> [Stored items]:
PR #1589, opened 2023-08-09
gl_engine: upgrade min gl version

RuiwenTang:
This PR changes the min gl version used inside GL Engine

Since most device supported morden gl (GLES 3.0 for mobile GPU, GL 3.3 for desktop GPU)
==
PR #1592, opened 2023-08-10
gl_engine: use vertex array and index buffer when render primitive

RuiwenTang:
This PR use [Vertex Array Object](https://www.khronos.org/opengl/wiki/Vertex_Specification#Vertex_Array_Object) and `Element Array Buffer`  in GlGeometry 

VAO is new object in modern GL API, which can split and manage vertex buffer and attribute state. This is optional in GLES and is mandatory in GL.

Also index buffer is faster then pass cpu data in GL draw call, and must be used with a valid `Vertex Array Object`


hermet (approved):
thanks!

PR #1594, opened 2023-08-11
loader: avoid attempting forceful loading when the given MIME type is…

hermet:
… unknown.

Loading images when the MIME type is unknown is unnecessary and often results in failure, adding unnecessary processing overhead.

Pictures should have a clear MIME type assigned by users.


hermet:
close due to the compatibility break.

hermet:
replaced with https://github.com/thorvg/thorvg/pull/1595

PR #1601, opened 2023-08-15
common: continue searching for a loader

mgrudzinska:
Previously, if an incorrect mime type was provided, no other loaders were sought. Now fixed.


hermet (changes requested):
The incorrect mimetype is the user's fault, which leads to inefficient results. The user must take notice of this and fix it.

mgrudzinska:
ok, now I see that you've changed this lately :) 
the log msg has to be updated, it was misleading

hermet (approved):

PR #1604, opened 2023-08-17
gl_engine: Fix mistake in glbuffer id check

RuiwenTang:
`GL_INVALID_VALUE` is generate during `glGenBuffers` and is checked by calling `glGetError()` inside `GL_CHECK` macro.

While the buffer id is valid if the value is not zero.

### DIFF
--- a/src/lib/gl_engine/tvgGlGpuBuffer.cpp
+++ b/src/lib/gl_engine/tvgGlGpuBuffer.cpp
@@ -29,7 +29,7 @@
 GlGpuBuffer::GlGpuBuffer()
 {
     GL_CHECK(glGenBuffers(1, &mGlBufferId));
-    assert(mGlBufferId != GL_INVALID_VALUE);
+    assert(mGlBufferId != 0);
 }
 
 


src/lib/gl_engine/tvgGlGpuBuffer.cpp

> [WHAT THE EXERCISE ASKS]: From the entries above, write out only the lines starting at the line that holds "This PR changes" and ending at the line that holds "Since most device", keeping both and matching them exactly.

> [RESPONSE BOX]:
This PR changes the min gl version used inside GL Engine

Since most device supported morden gl (GLES 3.0 for mobile GPU, GL 3.3 for desktop GPU)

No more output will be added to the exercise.